Mr. Pierce says a home’s design and the way it is situated on a lot can go a long way toward keeping it cool during Austin’s hot summers.
Ideally, he says, the house should face the summer breeze and have a porch that also faces in that direction. A front door at the middle of the house that can be opened to catch the breeze, and a central hall or open floor plan that lets the breeze move through to another door or window at the back of the house, he says, can make a big difference.
The location of rooms and even appliances can also cut down on air-conditioning use. Bedrooms on corners of the house, for example, allow windows on two walls and a ceiling fan. Putting the washer and dryer outside in the carport keeps the heat the machines generate out of the main living space.
Casa Verde leaves as many trees on the lot as possible — unlike most builders who usually cut them down right away — and has even moved trees, because homes shaded by mature trees have substantially lower energy bills.
“You start to get the drift of all these little, sensible, common-sense things that you can do,” says Mr. Pierce. “When energy was so cheap, we just got away from thinking about them.”
Winning Support
When Habitat for Humanity-New York City starting incorporating green-building practices into its work, some staff members in the construction department went along “begrudgingly,” says Carey C. Shea, the organization’s chief operating officer. But, she says, after the organization was able to provide training to everyone in the department, the naysayers “found religion, and they’re the big advocates now.”
With time, the organization has learned that education is just as important for the families who purchase the homes and apartments it builds.
Habitat for Humanity-New York City uses low-emission glues and paints to minimize indoor air pollution, and has stopped using carpeting, which can collect dust mites, molds, and other irritants that can trigger attacks in people with asthma.
But, says Ms. Shea, before Habitat started providing training on the homes’ green features, homeowners didn’t know why the charity was making the choices it did.
“Folks were coming in and their daughters wanted a purple bedroom, and they’d buy the cheapest paint out there and put it up on the walls,” she says. “Or they would lay wall-to-wall carpeting on top of their hardwood floor.”
The organization is trying to build on its experience and think more broadly about environmentally friendly construction, says Ms.

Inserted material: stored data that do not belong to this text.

PR #228, opened 2017-02-01
Add simplified A/B test allocation tool

desbo:
This is a rewrite of the existing `TestTrait` setup that gives us control over audience segmentation by setting a size and offset on your test (just like in frontend). It'll allow us to measure the impact of the new Stripe checkout flow against a smallish percentage of the audience.

Apart from the addition of segmentation, it's quite a bit simpler than the version before (which was copied over from the membership project), removing the ability for variants within the same test to have separate weights and country targeting. These shouldn't be too difficult to add if we need them again.

I've added a dummy Stripe test to the new `Test` object, the frontend work will be in a separate PR.

@guardian/contributions


app/actions/CommonActions.scala
```diff
@@ -27,4 +29,20 @@ object CommonActions {
       }
     }
   }
+
+  case class ABTestRequest[A](testId: Int, request: Request[A]) extends WrappedRequest(request) {
```
alexduf: Am I right to assume `testId` is a user related id rather than a test related id?

alexduf, line 33: Am I right to assume `testId` is a user related id rather than a test related id?

app/abtests/Test.scala
```diff
@@ -0,0 +1,54 @@
+package abtests
+
+import com.github.slugify._
+import play.api.libs.json.{JsValue, Json, Writes}
+import play.api.mvc.Cookie
+
+case class Test(name: String, audienceSize: Double, audienceOffset: Double, variants: Variant*) {
```
alexduf: given that the id generated is an int, would that make sense to have these as ints, and avoid the math below that may introduce rounding errors?

alexduf (approved):
Looks good, two nitpicks, but nothing to worry about 👍

app/actions/CommonActions.scala
desbo: yes you are. I'll give it a better name

app/abtests/Test.scala
desbo: I think it only makes sense if the maximum test ID is 100, in which case you can think of an `Int` size and offset as a percentage. Otherwise it probably makes more sense (or is at least more general) to have them as `Doubles`.

alexduf: cool

Mullefa: There's a few cases which the `Test` logic doesn't cover e.g. 
```
val idRange = 0 to 5
val variants = ??? // List with 4 variants 
// omits two values in the id range
idRange.grouped(idRange.length / variants.size)
  .zip(variants.iterator)
```
(I'm guessing this isn't the desired behaviour?)

PR #229, opened 2017-02-03
Add support for apps:

alexduf:
- apps will send us a special get parameter that is recognised and stored in session
 - when a payment is processed, the server redirects app users back into the app using a deep-link

cc @guardian/contributions


app/controllers/Redirect.scala
```diff
@@ -8,4 +10,8 @@ trait Redirect {
     val queryParamsToForward = Set("INTCMP", "CMP", "REFPVID") ++ additionalParams
     Redirect(destinationUrl, request.queryString.filterKeys(queryParamsToForward), SEE_OTHER)
   }
+
+  def thankYouMobileUri(amount: ContributionAmount): String = {
+    s"x-gu://contribution?date${LocalDate.now().toString}&amount=$amount"
```
desbo, line 15: out of interest, what's the amount used for in the app?

desbo (approved):
good stuff

app/controllers/Redirect.scala
alexduf: it's stored and sent back to olgil, so we can decide what to do. For instance if someone pays £1,000 we can decide they get no creative for 10 years

Realisticly we won't use it in the near future, just the date

alexduf:
Do you mind having another look @desbo ? the important bit is here and shows how I worked around the conflict we had between our two PRs: https://github.com/guardian/contributions-frontend/pull/229/commits/73b6929a7f11ec4c182ff7cf5ba9c2ef0237bb1a

Spoiler, I only solved the problem for the mobile side of things, couldn't apply the same magic on the ab test side.

desbo (approved):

Shea. She points to a project in Brooklyn that was originally planned as townhouses, but has since been redesigned as three apartment buildings.

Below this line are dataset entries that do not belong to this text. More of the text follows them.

PR #235, opened 2017-02-23
App flow optimisation

alexduf:
This will change:

 - android app users paying with paypal: will see the email page before being redirected
 - ios app users paying with paypal or stripe: will be redirected to the thank you page, onto which a button will be there

The idea behind that change in the worflow is to warn the ios app user about being redirected as otherwise they will see that odd popup asking them if they want to open the guardian app.

cc @guardian/contributions 

iphone5

### DIFF
--- a/app/controllers/Contributions.scala
+++ b/app/controllers/Contributions.scala
@@ -7,6 +7,7 @@ import com.gu.i18n.CountryGroup._
 import com.gu.i18n._
 import com.netaporter.uri.dsl._
 import configuration.Config
+import models.ContributionAmount
 import play.api.mvc._
 import play.filters.csrf.{CSRF, CSRFAddToken}
 import services.PaymentServices
@@ -89,12 +90,17 @@ class Contributions(paymentServices: PaymentServices, addToken: CSRFAddToken) ex
     val charge = request.session.get("charge_id")
     val title = "Thank you!"
 
+    val iosRedirectUrl = request.session.get("amount")
+      .flatMap(ContributionAmount.apply)
+      .map(mobileRedirectUrl)
+      .filter(_ => request.isIos)
+
     Ok(views.html.giraffe.thankyou(PageInfo(
       title = title,
       url = request.path,
       image = None,
       description = Some("You’ve made a vital contribution that will help us maintain our independent, investigative journalism")
-    ), social, countryGroup, charge))
+    ), social, countryGroup, charge, iosRedirectUrl))
   }
 }
 
--- a/app/controllers/PaypalController.scala
+++ b/app/controllers/PaypalController.scala
@@ -3,6 +3,7 @@ package controllers
 import actions.CommonActions._
 import cats.data.EitherT
 import cats.instances.future._
+import cats.syntax.show._
 import cookies.ContribTimestampCookieAttributes
 import cookies.syntax._
 import com.gu.i18n.{CountryGroup, Currency}
@@ -71,7 +72,7 @@ class PaypalController(ws: WSClient, paymentServices: PaymentServices, checkToke
 
       val session = List(
         "email" -> savedData.contributor.email
-      ) ++ amount.map("amount" -> _.toString)
+      ) ++ amount.map("amount" -> _.show)
 
       redirectWithCampaignCodes(redirectUrl)
         .addingToSession(session :_ *)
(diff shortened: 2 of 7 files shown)


app/controllers/Contributions.scala
```diff
@@ -89,12 +90,17 @@ class Contributions(paymentServices: PaymentServices, addToken: CSRFAddToken) ex
     val charge = request.session.get("charge_id")
     val title = "Thank you!"
 
+    val iosRedirectUrl = request.session.get("amount")
```
Mullefa, line 93: My personal preference would be to use a `for` comprehension. Easy either way though.

app/controllers/PaypalController.scala
```diff
@@ -190,17 +192,22 @@ class PaypalController(ws: WSClient, paymentServices: PaymentServices, checkToke
...
+  def updateMetadata(countryGroup: CountryGroup) = NoCacheAction.async(parse.form(metadataUpdateForm)) { implicit request =>
+    val paypalService = paymentServices.paypalServiceFor(request)
+    val marketingOptIn = request.body.marketingOptIn
+    val idUser = IdentityId.fromRequest(request)
+    val contributor = request.session.data.get("email") match {
+      case Some(email) => paypalService.updateMarketingOptIn(email, marketingOptIn, idUser).value
+      case None => Future.successful(Logger.error("email not found in session while trying to update marketing opt in"))
+    }
+
+    val url = request.session.get("amount").flatMap(ContributionAmount.apply)
```
Mullefa, line 204: My personal preference would to be use a `for` comprehension. Easy either way though.

app/controllers/PaypalController.scala
```diff
@@ -190,17 +192,22 @@ class PaypalController(ws: WSClient, paymentServices: PaymentServices, checkToke
...
-        case None => Future.successful(Logger.error("email not found in session while trying to update marketing opt in"))
-      }
-      contributor.map { _ =>
-        Redirect(routes.Contributions.thanks(countryGroup).url, SEE_OTHER)
-      }
+  def updateMetadata(countryGroup: CountryGroup) = NoCacheAction.async(parse.form(metadataUpdateForm)) { implicit request =>
+    val paypalService = paymentServices.paypalServiceFor(request)
+    val marketingOptIn = request.body.marketingOptIn
+    val idUser = IdentityId.fromRequest(request)
+    val contributor = request.session.data.get("email") match {
```
Mullefa, line 199: Another approach without having to extract the `.value` of the update result (which seems like an anti-pattern to me):

```
val email =  request.session.data.get("email")

EitherT.fromOption[Future](email, "email not found in session while trying to update marketing opt in")
  .flatMap(paypalService.updateMarketingOptIn(_, marketingOptIn, idUser))
  .fold(message => Logger.error(message), _ => ())
  .map(_ => Redirect(url, SEE_OTHER))
```

Mullefa (approved):
A couple of comments on the code, but probably just comes down to personal preference - therefore, feel free to ignore. 

Also, whilst reviewing this PR I had some insightful and helpful chats with @alexduf about the different user flows. This made reviewing the pull request a lot easier. With this in mind, could we include this information in the README? If it's outside the scope of this pull request, I'd be happy to update the documentation in a separate PR.

app/controllers/PaypalController.scala
alexduf: I take good note of this one, but it's a bit out of scope as I really just touched the formatting here. I'll create another PR to surface your feedback

app/models/ContributionAmount.scala
```diff
@@ -20,4 +19,6 @@ object ContributionAmount {
       currency <- Currency.fromString(currencyString)
     } yield ContributionAmount(number, currency)
   }
+
+  implicit val showContributionAmount: Show[ContributionAmount] = Show.show(f => f"${f.amount}%1.2f${f.currency}")
```
TBonnin: Not necessary related to this PR but currency formatting is a topic by itself (and quite complicated as well)
Have we considered internationalisation of the format? Some country prefers to put the currency sign/name before, thousands and cents delimiters might be different, etc...

As an european I am always disturbed when americans put the `euro` sign before (€9.99 😱 ). I guess it would be the same the other way around.

alexduf: Luckily this is a string that isn't displayed, or isn't planned to be displayed to the user. It is stored on the app, then sent to our campaign management tool to avoid showing membership campaigns to paying users.

So I went for the technical formatting:
50.0GBP or 25.0EUR

It's meant to be easily parseable just in case we want to treat someone who gives 2000 and 20 differently, but nothing is planned in that direction yet.

TBonnin: Got it.

PR #236, opened 2017-03-03
Stripe Checkout

desbo:
👀 
mar 03 2017 18 07

This also includes an upgrade to webpack 2 and using the NPM ophan package and including it in the bundled js, allowing us to get rid of curl.

@guardian/contributions


jranks123 (approved):
👍

PR #238, opened 2017-03-08
Fix A/B test tracking

desbo:


assets/javascripts/src/modules/abTests.es6
```diff
@@ -41,6 +41,8 @@ function registerTestsWithOphan(tests, complete) {
             'variantName': test.variantSlug,
             'complete': String(complete)
         }
+
+        return obj;
```
desbo, line 45: Note that this was actually the bug, the other stuff was just housekeeping.

alexduf (approved):

PR #91, opened 2018-05-23
Update validateRoutePath to use Express's path-to-regexp lib

crdrost:
Right now the [Express docs][route-parameters] contain paths which are not properly handled by this swagger extension, for example:

>      Route path: /plantae/:genus.:species
>      Request URL: http://localhost:3000/plantae/Prunus.persica
>      req.params: { "genus": "Prunus", "species": "persica" }
 
generates an OpenAPI doc for the path `/plantae/{genus.:species}`. The Express route still works but tools like `swagger-ui` have problems.

The underlying Express code [indicates that this responsibility was packaged into its own library][document-import], the package [path-to-regexp](https://www.npmjs.com/package/path-to-regexp), which already does all of the "remove the trailing regexp" difficult stuff for you. It seems like the proper way for this project to proceed is, rather than trying to hack up something which does what Express does, to just depend on this library as well and use *it* to break up the path string, then turn *that* into a proper Swagger path. This PR contains a first stab at that.

[route-parameters]: https://expressjs.com/en/guide/routing.html#route-parameters
[document-import]: https://github.com/expressjs/express/blob/master/lib/router/layer.js#L16

### DIFF
--- a/lib/swagger-explorer.ts
+++ b/lib/swagger-explorer.ts
@@ -28,6 +28,7 @@ import { MetadataScanner } from '@nestjs/core/metadata-scanner';
 import { RequestMethod } from '@nestjs/common';
 import { exploreApiOperationMetadata } from './explorers/api-operation.explorer';
 import { exploreApiParametersMetadata } from './explorers/api-parameters.explorer';
+import * as pathToRegexp from 'path-to-regexp';
 
 export class SwaggerExplorer {
   private readonly metadataScanner = new MetadataScanner();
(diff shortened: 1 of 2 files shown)


crdrost:
I don't see a proper test suite so I wanted to share what this does a little more directly. [Here is a gist for a side-by-side runner](https://gist.github.com/crdrost/347bc0613860c0c67644ccb4bcfdb748). It produces:

```
# Old Style
  /hi/:hows/:it/:goin                =>   /hi/{hows}/{it}/{goin}
  sorry/you/couldnt/:get.:through    =>   /sorry/you/couldnt/{get.:through}
  please/leave/your/name             =>   /please/leave/your/name
  /                                  =>
  and/                               =>   /and/
  /your/:number(d+)                  =>   /your/{number}
                                     =>   /
  /and/we'll/:get.:back/:to/:you     =>   /and/we'll/{get.:back}/{to}/{you}

# New Style
  /hi/:hows/:it/:goin                =>   /hi/{hows}/{it}/{goin}
  sorry/you/couldnt/:get.:through    =>   /sorry/you/couldnt/{get}.{through}
  please/leave/your/name             =>   /please/leave/your/name
  /                                  =>
  and/                               =>   /and/
  /your/:number(d+)                  =>   /your/{number}
                                     =>   /
  /and/we'll/:get.:back/:to/:you     =>   /and/we'll/{get}.{back}/{to}/{you}
```

crdrost:
@kamilmysliwiec what else would I need to do to get this bugfix committed and up on NPM? My team would really like this and I'd rather not switch to an `@crdrost/nest-swagger` type of NPM import if I don't have to.

kamilmysliwiec:
Well done! Thanks 🙂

The denser development makes better use of the land, which is in short supply in New York, and she says that the units will probably be more energy efficient than the townhouses would have been. Plus, there will be more green space, a landscaped yard that the three buildings will share.
Ms. Shea believes that once people understand the benefits of green building, it becomes hard to ignore the approach.
“When you learn that this type of water heater will give you a 30-percent savings over that type, or this type of product is so much safer than that type of product,” she says, “it’s hard to pretend that you don’t know that and go back to doing it the old way.”